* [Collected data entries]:
PR #7326, opened 2026-07-02
[OPIK-7149] [BE] refactor: remove AiSpend cost-analytics read endpoints superseded by ai-cost-backend

BorisTkachenko:
## Details

Cost-analytics serving was extracted into the standalone **ai-cost-backend** (cost-api) per OPIK-7065, which is now in use. The frontend routes `/api/v1/private/ai-spend/*` to that service (dev vite proxy and prod nginx), so the Opik backend's `/v1/private/ai-spend` endpoints are dead code.

This PR removes the AiSpend **read layer** — everything reachable only from `AiSpendResource`:

- `AiSpendResource` and its 5 spend endpoints (summary, composition, lane breakdown, all breakdowns, users)
- `AiSpendService`, `AiSpendDAO`, `AiSpendMapper`, `AiSpendQueryBuilder`
- `SpendUserSortingFactory` and the 11 `api/spend/*` DTOs
- The 4 associated test classes

**Preserved (verified out of scope):**
- The cipx ingestion pipeline (`CostIntelligenceIngestionListener`, `CipxSpendDAO`, `CipxTraceIdentityDAO`, cost-intelligence events, migrations 000093/000094) — this writes the `cipx_spends` tables that feed ai-cost-backend.
- Shared `WorkspaceMetricsService`/DAO + `WorkspaceMetric*` DTOs (feedback-score metrics) and the `WorkspacesResource` `/costs` endpoints.
- Ingestion-time span cost calculation.

The generated OpenAPI specs and Python/TS SDK `ai_spend` clients are left untouched here — they will be removed by fern generation in a separate PR.

## Change checklist
- [ ] User facing
- [ ] Documentation update

## Issues
- OPIK-7149

## Testing
No new tests — this is a deletion of dead code. Backend compile and the existing test suite pass with the AiSpend read layer removed; no other component references the deleted classes (verified across `apps/opik-backend/src`).

## Documentation
N/A — no documentation changes. Downstream OpenAPI/SDK regeneration tracked separately.

PR #7476, opened 2026-07-15
[OPIK-7307] [BE] feat: add id_week predicate to SpanDAO read paths

thiagohora:
## Details

Engages weekly-partition pruning on user-facing `spans`-table **read** scans by adding a `toMonday(id_at)` ("id_week") predicate alongside each existing span-`id` bound. The planner cannot infer monotonicity through `UUIDv7ToDateTime(toUUID(id))`, so the bound must be explicit (Decision 16.1 #15). It is a strict consequence of the id-range — never drops a row the id-range wouldn't — and, unlike a `created_at` predicate, safe against late-arriving rows since it derives from `id`. A no-op pre-cutover; once `spans` is `PARTITION BY toMonday(id_at)` it prunes to the partitions in range (most impactful on cold-tier reads, and disproportionately important for the 14 TB `spans` table carrying the cost/spend aggregations).

Spans counterpart of the traces work in **OPIK-6895** (#7235). **Stacked on #7471 (OPIK-7306)**, which ships the `id_at`-on-`spans` migration (`000103`) this predicate targets — review/merge that first.

### Qualifying spans-table scans (predicate mirrors each id bound)
- **`SpanDAO`** — `SELECT_BY_PROJECT_ID` (`span_id_prefilter`, `spans_deduped`, and the `page_wide` window re-read), `COUNT_BY_PROJECT_ID` (prefilter + final scan), `SELECT_SPANS_STATS`, `SELECT_SPAN_FEEDBACK_SCORES_STATS`
- **`SpanMetricsQueries.spans_filtered`** — shared by `ProjectMetricsDAO` + `WorkspaceMetricsDAO` span metrics
- **`ProjectMetricsDAO`** — `GET_COST`(`_WITH_BREAKDOWN`), `GET_TOKEN_USAGE`(`_WITH_BREAKDOWN`), `GET_THREAD_COST`
- **`KpiCardDAO`** — `trace_costs`, `spans_filtered`, `thread_costs`
- **`WorkspaceMetricsDAO`** — `GET_COSTS_SUMMARY`, `GET_COSTS_DAILY`(`_BY_PROJECT`)

Operator mapping mirrors each bound: `id >=` → `toMonday(id_at) >=`; `id <=` / `id <` → `toMonday(id_at) <=`; `id BETWEEN` → both bounds. Windowed `id IN (page_ids)` re-reads carry the window's week bounds. StringTemplate vs raw-SQL `<`-escaping handled per query (e.g. `GET_COSTS_DAILY*` bind raw SQL → plain `<=`; the `newST`-rendered queries → `\<=`).

### Excluded paths (documented — no safe id_week derivation)
- **By-id lookups**: `getById` / `getOnlySpanDataById` / `getPartialById` / `getByIds`, the insert/update conflict reads, `DELETE_BY_IDS`, `BULK_UPDATE`.
- **Trace / experiment-linkage scans** (key on `trace_id` / experiment, not span time/id-range): `getByTraceIds`, `getSpanIdsForTraces`, and span scans in `TraceDAO` / `ThreadDAO` / `DatasetItem*DAO` / `Experiment*DAO` / `OptimizationDAO` / `FeedbackScoreDAO` / `WorkspaceMetadataDAO`. `ProjectMetricsDAO.GET_TOTAL_COST` keys on a `trace_id` range only (a plain mirror would narrow the set — a `created_at`-like hazard), so it is excluded here.
- **`created_at`-windowed** daily BI counters (`SPAN_COUNT_BY_WORKSPACE_ID`, `SPAN_DAILY_*`).
- **No id/time bound to mirror**: `EXISTS_BY_PROJECT_ID`, `GET_PROJECT_TOKEN_USAGE_NAMES`.
- Retention paths (`deleteForRetention*` / `countForRetention`) are handled in #7471; `ESTIMATE_VELOCITY_FOR_RETENTION` stays with the retention work.
- **`AiSpendQueryBuilder`** (a named candidate in the ticket) was removed in #7326 — the AI-spend read endpoints moved to their own `cipx_spends` table — so it no longer scans `spans`.

## Change checklist
- [ ] User facing
- [ ] Documentation update

## Issues
- Resolves OPIK-7307

## AI-WATERMARK

AI-WATERMARK: yes

- Tools: Claude Code
- Model(s): Claude Opus 4.8
- Scope: The five `spans`-scanning read DAOs listed above; SQL-only changes (no Java logic touched).
- Human verification: Author reviewed the diff; `mvn compile` / `test-compile` green.

## Testing

Semantic no-op — every modified query is already exercised with the predicate rendered by pre-existing integration tests (audited rather than duplicated, as in #7235):
- Span list / search / count time-filtering (boundary + exclusion): `FindSpansResourceTest`, `SpansResourceTest`.
- Span stats: `SpansResourceTest` (`getSpansStats`).
- Span metrics (duration / cost / token usage, incl. breakdown): `ProjectMetricsResourceTest`, `ProjectMetricsWithBreakdownResourceTest`.
- KPI cards (SPANS entity type, incl. thread cost): `KpiCardsResourceTest`.
- Workspace cost summary / daily / span token usage: `WorkspacesResourceTest`.

`mvn -o compile` and `mvn -o test-compile` succeed. `EXPLAIN PARTITIONS` validation is deferred to post-cutover staging per the AC (`spans` is not partitioned yet).

## Documentation

N/A — internal read-path pruning change, no user-facing surface.

### DIFF
--- a/apps/opik-backend/src/main/java/com/comet/opik/domain/KpiCardDAO.java
+++ b/apps/opik-backend/src/main/java/com/comet/opik/domain/KpiCardDAO.java
@@ -200,6 +200,8 @@ class KpiCardDAOImpl implements KpiCardDAO {
                     FROM spans FINAL
                     WHERE workspace_id = :workspace_id AND project_id = :project_id
                       AND id >= :uuid_from_time AND id \\<= :uuid_to_time
+                      AND toMonday(id_at) >= toMonday(UUIDv7ToDateTime(toUUID(:uuid_from_time), 'UTC'))
+                      AND toMonday(id_at) \\<= toMonday(UUIDv7ToDateTime(toUUID(:uuid_to_time), 'UTC'))
                       AND trace_id IN (SELECT id FROM traces_filtered)
                     GROUP BY trace_id
                 )
@@ -313,6 +315,8 @@ class KpiCardDAOImpl implements KpiCardDAO {
                     AND workspace_id = :workspace_id
                     AND id >= :uuid_from_time
                     AND id \\<= :uuid_to_time
+                    AND toMonday(id_at) >= toMonday(UUIDv7ToDateTime(toUUID(:uuid_from_time), 'UTC'))
+                    AND toMonday(id_at) \\<= toMonday(UUIDv7ToDateTime(toUUID(:uuid_to_time), 'UTC'))
                     <if(span_filters)> AND <span_filters> <endif>
                     <if(span_feedback_scores_filters)>
                     AND id in (
@@ -504,6 +508,8 @@ class KpiCardDAOImpl implements KpiCardDAO {
                     FROM spans FINAL
                     WHERE workspace_id = :workspace_id AND project_id = :project_id
                       AND id >= :uuid_from_time AND id \\<= :uuid_to_time
+                      AND toMonday(id_at) >= toMonday(UUIDv7ToDateTime(toUUID(:uuid_from_time), 'UTC'))
+                      AND toMonday(id_at) \\<= toMonday(UUIDv7ToDateTime(toUUID(:uuid_to_time), 'UTC'))
                 ) s
                 JOIN traces_final tr ON s.trace_id = tr.id
                 GROUP BY tr.thread_id
--- a/apps/opik-backend/src/main/java/com/comet/opik/domain/ProjectMetricsDAO.java
+++ b/apps/opik-backend/src/main/java/com/comet/opik/domain/ProjectMetricsDAO.java
@@ -550,8 +550,10 @@ class ProjectMetricsDAOImpl implements ProjectMetricsDAO {
                     WHERE project_id = :project_id
                     AND workspace_id = :workspace_id
                     AND trace_id IN (SELECT id FROM traces_filtered)
-                    <if(uuid_from_time)> AND id >= :uuid_from_time<endif>
-                    <if(uuid_to_time)> AND id \\<= :uuid_to_time<endif>
+                    <if(uuid_from_time)> AND id >= :uuid_from_time
+                    AND toMonday(id_at) >= toMonday(UUIDv7ToDateTime(toUUID(:uuid_from_time), 'UTC'))<endif>
+                    <if(uuid_to_time)> AND id \\<= :uuid_to_time
+                    AND toMonday(id_at) \\<= toMonday(UUIDv7ToDateTime(toUUID(:uuid_to_time), 'UTC'))<endif>
                 ) s ON s.trace_id = t.id
             )
             SELECT <bucket> AS bucket,
@@ -580,8 +582,10 @@ class ProjectMetricsDAOImpl implements ProjectMetricsDAO {
                     WHERE project_id = :project_id
                     AND workspace_id = :workspace_id
                     AND trace_id IN (SELECT id FROM traces_filtered)
-                    <if(uuid_from_time)> AND id >= :uuid_from_time<endif>
-                    <if(uuid_to_time)> AND id \\<= :uuid_to_time<endif>
+                    <if(uuid_from_time)> AND id >= :uuid_from_time
+                    AND toMonday(id_at) >= toMonday(UUIDv7ToDateTime(toUUID(:uuid_from_time), 'UTC'))<endif>
+                    <if(uuid_to_time)> AND id \\<= :uuid_to_time
+                    AND toMonday(id_at) \\<= toMonday(UUIDv7ToDateTime(toUUID(:uuid_to_time), 'UTC'))<endif>
                 ) s ON s.trace_id = t.id
             )
             SELECT <bucket> AS bucket,
@@ -607,8 +611,10 @@ class ProjectMetricsDAOImpl implements ProjectMetricsDAO {
                     WHERE project_id = :project_id
                     AND workspace_id = :workspace_id
                     AND trace_id IN (SELECT id FROM traces_filtered)
-                    <if(uuid_from_time)> AND id >= :uuid_from_time<endif>
-                    <if(uuid_to_time)> AND id \\<= :uuid_to_time<endif>
+                    <if(uuid_from_time)> AND id >= :uuid_from_time
+                    AND toMonday(id_at) >= toMonday(UUIDv7ToDateTime(toUUID(:uuid_from_time), 'UTC'))<endif>
+                    <if(uuid_to_time)> AND id \\<= :uuid_to_time
+                    AND toMonday(id_at) \\<= toMonday(UUIDv7ToDateTime(toUUID(:uuid_to_time), 'UTC'))<endif>
                 ) s ON s.trace_id = t.id
                 ARRAY JOIN mapKeys(usage) AS name, mapValues(usage) AS value
                 WHERE value > 0
@@ -641,8 +647,10 @@ class ProjectMetricsDAOImpl implements ProjectMetricsDAO {
                     WHERE project_id = :project_id
                     AND workspace_id = :workspace_id
                     AND trace_id IN (SELECT id FROM traces_filtered)
-                    <if(uuid_from_time)> AND id >= :uuid_from_time<endif>
-                    <if(uuid_to_time)> AND id \\<= :uuid_to_time<endif>
+                    <if(uuid_from_time)> AND id >= :uuid_from_time
+                    AND toMonday(id_at) >= toMonday(UUIDv7ToDateTime(toUUID(:uuid_from_time), 'UTC'))<endif>
+                    <if(uuid_to_time)> AND id \\<= :uuid_to_time
+                    AND toMonday(id_at) \\<= toMonday(UUIDv7ToDateTime(toUUID(:uuid_to_time), 'UTC'))<endif>
                 ) s ON s.trace_id = t.id
                 ARRAY JOIN mapKeys(usage) AS name, mapValues(usage) AS value
                 WHERE value > 0
@@ -1155,8 +1163,10 @@ class ProjectMetricsDAOImpl implements ProjectMetricsDAO {
                     FROM spans final
                     WHERE project_id = :project_id
                     AND workspace_id = :workspace_id
-                    <if(uuid_from_time)> AND id >= :uuid_from_time<endif>
-                    <if(uuid_to_time)> AND id \\<= :uuid_to_time<endif>
+                    <if(uuid_from_time)> AND id >= :uuid_from_time
+                    AND toMonday(id_at) >= toMonday(UUIDv7ToDateTime(toUUID(:uuid_from_time), 'UTC'))<endif>
+                    <if(uuid_to_time)> AND id \\<= :uuid_to_time
+                    AND toMonday(id_at) \\<= toMonday(UUIDv7ToDateTime(toUUID(:uuid_to_time), 'UTC'))<endif>
                 ) s ON s.trace_id = tr.id
             )
             SELECT <bucket> AS bucket,
--- a/apps/opik-backend/src/main/java/com/comet/opik/domain/SpanDAO.java
+++ b/apps/opik-backend/src/main/java/com/comet/opik/domain/SpanDAO.java
@@ -819,6 +819,11 @@ public class SpanDAO {
      * immaterial since it is id-bounded and {@code LIMIT 1 BY id}. Field exclusion ({@code exclude_fields}) and
      * truncation are layered on top without dropping the sort key.
      * <p>
+     * Each {@code spans} id-range bound carries a parallel {@code toMonday(id_at)} bound: a strict consequence of the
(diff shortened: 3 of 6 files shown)


apps/opik-backend/src/main/java/com/comet/opik/domain/ProjectMetricsDAO.java
```diff
@@ -550,8 +550,10 @@ TO toDateTime(UUIDv7ToDateTime(toUUID(:uuid_to_time)))
...
                     AND workspace_id = :workspace_id
                     AND trace_id IN (SELECT id FROM traces_filtered)
-                    <if(uuid_from_time)> AND id >= :uuid_from_time<endif>
-                    <if(uuid_to_time)> AND id \\<= :uuid_to_time<endif>
+                    <if(uuid_from_time)> AND id >= :uuid_from_time
+                    AND toMonday(id_at) >= toMonday(UUIDv7ToDateTime(toUUID(:uuid_from_time), 'UTC'))<endif>
+                    <if(uuid_to_time)> AND id \\<= :uuid_to_time
+                    AND toMonday(id_at) \\<= toMonday(UUIDv7ToDateTime(toUUID(:uuid_to_time), 'UTC'))<endif>
                 ) s ON s.trace_id = t.id
             )
```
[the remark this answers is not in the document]
thiagohora: Good call to check. The high-fan-out span-metric path (duration / count / cost / token-usage / error-rate) is already centralized: it renders through `SpanMetricsQueries.spanFilteredPrefix`, where this predicate is defined exactly once. The remaining inline copies (`GET_COST`/`GET_TOKEN_USAGE`/`GET_THREAD_COST`) are a different query shape — a raw `spans` subquery joined to `traces_filtered` by `trace_id`, not the `spans_filtered` CTE — so they can't reuse that prefix.

I looked at pulling the bound into a single shared fragment, but across the read paths it isn't uniform: bounds vary by parameter (`uuid_from_time`/`uuid_to_time` vs `id_start`/`id_end` `BETWEEN` in WorkspaceMetricsDAO vs `last_received_span_id` for pagination), by operator, by `<if>`-gating vs unconditional, and by StringTemplate-vs-raw escaping. A one-size fragment would need a param-normalizing layer that hides each query's actual bounds. Inlining here also mirrors the merged traces counterpart (#7235), keeping the trace/span predicates symmetric and greppable. So the shared path is factored; the rest is intentionally inline.

apps/opik-backend/src/main/java/com/comet/opik/domain/SpanDAO.java
```diff
@@ -1226,11 +1244,25 @@ ORDER BY (workspace_id, project_id, trace_id, parent_span_id, id) DESC, last_upd
...
     private static final String DELETE_FOR_RETENTION = """
             DELETE FROM spans
             WHERE workspace_id IN :workspace_ids
             AND trace_id >= :lower_bound
             AND trace_id \\< :cutoff_id
+            AND toMonday(id_at) >= toMonday(UUIDv7ToDateTime(toUUID(:lower_bound), 'UTC'))
+            AND toMonday(id_at) \\< addWeeks(toMonday(UUIDv7ToDateTime(toUUID(:cutoff_id), 'UTC')), 1)
             AND trace_id NOT IN (
                 SELECT trace_id FROM experiment_items
                 WHERE workspace_id IN :workspace_ids
```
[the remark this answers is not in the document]
thiagohora: Worth separating two cases here, because this block isn't part of 7307's diff — `DELETE_FOR_RETENTION`/`COUNT_FOR_RETENTION` come from the stacked base #7471 (OPIK-7306).

- **This PR (7307)** only adds `toMonday(id_at)` bounds to scans ranged on the span's **own `id`** (`id >= :uuid_from_time`, `id BETWEEN …`). There the upper bound is a strict consequence of the existing id filter: `id_at = UUIDv7ToDateTime(id)` is a direct function of that same `id`, so no row the id-range keeps can fall outside the mirrored week. It's a semantic no-op. The `trace_id`-ranged span scans (where a span's `id_at` can legitimately lag its trace) were deliberately **excluded** from this PR for exactly the reason you raise.

- The flagged retention paths range on **`trace_id`**, so you're right that the `addWeeks(1)` slack can skip spans whose `id_at` lands more than a week after their trace (long-running sessions, async/batch logging). That's a property of the trace_id-derived bound and belongs to #7471 where this code lives; the fix there is to drop the upper `id_at` bound and keep only the lower floor for pruning. Tracking it against that PR.

apps/opik-backend/src/main/java/com/comet/opik/domain/SpanDAO.java
```diff
@@ -1055,6 +1066,9 @@ ORDER BY (workspace_id, project_id, id) DESC, last_updated_at DESC
                 WHERE workspace_id = :workspace_id
                 AND project_id = :project_id
                 AND id IN (SELECT id FROM page_ids)
+                <if(uuid_from_time)> AND toMonday(id_at) >= toMonday(UUIDv7ToDateTime(toUUID(:uuid_from_time), 'UTC')) <endif>
+                <if(uuid_to_time)> AND toMonday(id_at) \\<= toMonday(UUIDv7ToDateTime(toUUID(:uuid_to_time), 'UTC')) <endif>
+                <if(last_received_span_id)> AND toMonday(id_at) \\<= toMonday(UUIDv7ToDateTime(toUUID(:last_received_span_id), 'UTC')) <endif>
```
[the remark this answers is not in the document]
thiagohora: Added in 682b26113e — `FindSpansResourceTest#whenTimeWindowSortExcludeAcrossPages__thenEachPageMatchesFullPageAndReference`. It combines a UUID creation-time window (`from_time`/`to_time`) with pagination, a non-default sort (input ASC), and field exclusion (output), and asserts the full page content of each page against an independent sorted + excluded reference (via `SpanAssertions`, not id-only). That drives the exact `page_wide` branch — the window brackets every span so the `toMonday(id_at)` bounds are a strict no-op, and the byte-for-byte assertions would fail on any week-bound, ordering, or field-exclusion regression in the two-phase query.

apps/opik-backend/src/main/java/com/comet/opik/domain/KpiCardDAO.java
```diff
@@ -200,6 +200,8 @@ SELECT trace_id, sum(total_estimated_cost) AS cost
                     FROM spans FINAL
                     WHERE workspace_id = :workspace_id AND project_id = :project_id
                       AND id >= :uuid_from_time AND id \\<= :uuid_to_time
+                      AND toMonday(id_at) >= toMonday(UUIDv7ToDateTime(toUUID(:uuid_from_time), 'UTC'))
+                      AND toMonday(id_at) \\<= toMonday(UUIDv7ToDateTime(toUUID(:uuid_to_time), 'UTC'))
                       AND trace_id IN (SELECT id FROM traces_filtered)
```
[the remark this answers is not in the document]
thiagohora: The `toMonday(id_at)` bounds here are a strict consequence of the **pre-existing** `id >= :uuid_from_time AND id <= :uuid_to_time` span-id filter, not a new scope. On main, both `trace_costs` and `thread_costs` already window the span scan by the span's own `id` — this PR's diff only appends the two `toMonday(id_at)` lines. For any span the id-range keeps: `id ∈ [from, to] ⇒ id_at ∈ [from_time, to_time] ⇒ toMonday(id_at) ∈ [toMonday(from), toMonday(to)]`, so the week bounds can't drop a row the existing filter didn't already drop. This change is a no-op on the KPI totals.

The truncation you describe (a span of an in-range trace whose own UUID is past `uuid_to_time`) is a property of that pre-existing span-id window, which this PR neither adds nor changes. Two notes on it: the **lower** edge can't truncate — a span's id is >= its trace's id (span created at/after its trace), so every span of an in-window trace is already >= `uuid_from_time`; only late spans past the **upper** edge are excluded. Whether KPI cost should be scoped by span creation time or purely by the trace join is a product-semantics question about the shipped query — reasonable as a separate issue, but out of scope for this partition-pruning PR. And note the suggested fix (drop the span id/week predicates, rely on the trace join) would remove the very partition pruning these predicates exist to enable, since `trace_id IN (…)` gives the planner no bound on `toMonday(id_at)`.

apps/opik-backend/src/main/java/com/comet/opik/domain/SpanDAO.java
andrescrz, line 1: I believe you left references behind in the `ThreadDAO`: it contains queries on spans tables that should likely have the predicate as well.

apps/opik-backend/src/main/java/com/comet/opik/domain/SpanMetricsQueries.java
andrescrz, line 1: Same about the `TraceDAO`, I believe it also contains queries on spans tables that should likely have the predicate as well.

apps/opik-backend/src/test/java/com/comet/opik/api/resources/v1/priv/FindSpansResourceTest.java
```diff
@@ -4261,6 +4261,66 @@ void whenFilterSortExcludeAcrossPages__thenEachPageMatchesFullPageAndReference()
...
+            // Independent reference: every span (projectName nulled by the API), sorted by input ASC, output excluded.
+            Comparator<Span> byInput = Comparator.comparing(s -> s.input().toString());
+            var reference = spans.stream()
+                    .map(s -> s.toBuilder().projectName(null).build())
+                    .sorted(byInput)
+                    .map(s -> SpanAssertions.EXCLUDE_FUNCTIONS.get(Span.SpanField.OUTPUT).apply(s))
+                    .toList();
+
+            int pages = (total + pageSize - 1) / pageSize;
+            for (int p = 1; p <= pages; p++) {
```
andrescrz, line 4317: Minor: maybe an assertion on the number of pages, so we ensure this always loops, failing the test instead of passing silently if no iterations here.

andrescrz (commented):
The change LGTM, but I believe we left some stuff behind.

Please do another iteration on the audit to cover everything missing (if any). Make sure you cover `TraceDAO` and `ThreadDAO`, but not limited to that. Let's makes sure we don't leave anything behind.

In addition, a minor comment for extra resilience in the test.

apps/opik-backend/src/main/java/com/comet/opik/domain/SpanDAO.java
thiagohora: Audited these. The ThreadDAO span scans filter on **`trace_id`** (linking spans to in-window traces), not on the span's own `id`. `toMonday(id_at)` only prunes when paired with a span-`id` range (it's the future partition key), so to add it here we'd have to introduce an `id`-range derived from the `trace_id` range — and that isn't sound.

`trace_id` range and `id` range are **not result-equivalent**: a span's `id` is not guaranteed >= its trace's `id` (client/custom-supplied ids, backdated spans, malformed ids), so `id >= :from` would drop spans whose trace is in-window but whose own id sorts below `:from`. For a read that's an undercount — a correctness bug. It's the same imprecision we discussed on #7471, where it's acceptable only because retention is a *delete* (under-selection is the safe direction). I prototyped + benchmarked the id-range variant in prod: it did read fewer parts and ran faster, but precisely *because* it was excluding real rows — so it's not a valid no-op for a read path.

So these `trace_id`-scoped scans stay as-is (they still prune on `trace_id` via the primary sort key `(workspace_id, project_id, trace_id, …)`); only the span-`id`-ranged read paths carry `toMonday(id_at)`.

apps/opik-backend/src/main/java/com/comet/opik/domain/SpanMetricsQueries.java
thiagohora: Same conclusion as the ThreadDAO thread: TraceDAO's span scans key on **`trace_id`** (span↔trace linkage), not the span's own `id`. Since `toMonday(id_at)` is only valid alongside a span-`id` range, adding it would require deriving an `id`-range from the `trace_id` range — but the two are not result-equivalent (a span's `id` isn't guaranteed >= its trace's `id`: custom/backdated/malformed ids), so `id >= :from` would undercount by dropping in-window-trace spans whose id sorts below `:from`. Safe for a *delete* (#7471), a correctness bug for a *read*. Left as-is; only the span-`id`-ranged read paths (SpanDAO find/search/stats, the metrics `spans_filtered` CTE, KPI span/thread/trace cost aggs) carry the predicate.

apps/opik-backend/src/test/java/com/comet/opik/api/resources/v1/priv/FindSpansResourceTest.java
thiagohora: Done in d966b346a4 — added `assertThat(pages).isGreaterThan(1)` before the loop so it fails instead of passing silently if it ever stops iterating.

andrescrz (approved):
LGTM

* [Task brief]: From the first line above through the line that contains "PR #7476, opened 2026-07-15", quote each line exactly. Output nothing more.

* [Exercise answer]:
PR #7326, opened 2026-07-02
[OPIK-7149] [BE] refactor: remove AiSpend cost-analytics read endpoints superseded by ai-cost-backend

BorisTkachenko:
## Details

Cost-analytics serving was extracted into the standalone **ai-cost-backend** (cost-api) per OPIK-7065, which is now in use. The frontend routes `/api/v1/private/ai-spend/*` to that service (dev vite proxy and prod nginx), so the Opik backend's `/v1/private/ai-spend` endpoints are dead code.

This PR removes the AiSpend **read layer** — everything reachable only from `AiSpendResource`:

- `AiSpendResource` and its 5 spend endpoints (summary, composition, lane breakdown, all breakdowns, users)
- `AiSpendService`, `AiSpendDAO`, `AiSpendMapper`, `AiSpendQueryBuilder`
- `SpendUserSortingFactory` and the 11 `api/spend/*` DTOs
- The 4 associated test classes

**Preserved (verified out of scope):**
- The cipx ingestion pipeline (`CostIntelligenceIngestionListener`, `CipxSpendDAO`, `CipxTraceIdentityDAO`, cost-intelligence events, migrations 000093/000094) — this writes the `cipx_spends` tables that feed ai-cost-backend.
- Shared `WorkspaceMetricsService`/DAO + `WorkspaceMetric*` DTOs (feedback-score metrics) and the `WorkspacesResource` `/costs` endpoints.
- Ingestion-time span cost calculation.

The generated OpenAPI specs and Python/TS SDK `ai_spend` clients are left untouched here — they will be removed by fern generation in a separate PR.

## Change checklist
- [ ] User facing
- [ ] Documentation update

## Issues
- OPIK-7149

## Testing
No new tests — this is a deletion of dead code. Backend compile and the existing test suite pass with the AiSpend read layer removed; no other component references the deleted classes (verified across `apps/opik-backend/src`).

## Documentation
N/A — no documentation changes. Downstream OpenAPI/SDK regeneration tracked separately.

PR #7476, opened 2026-07-15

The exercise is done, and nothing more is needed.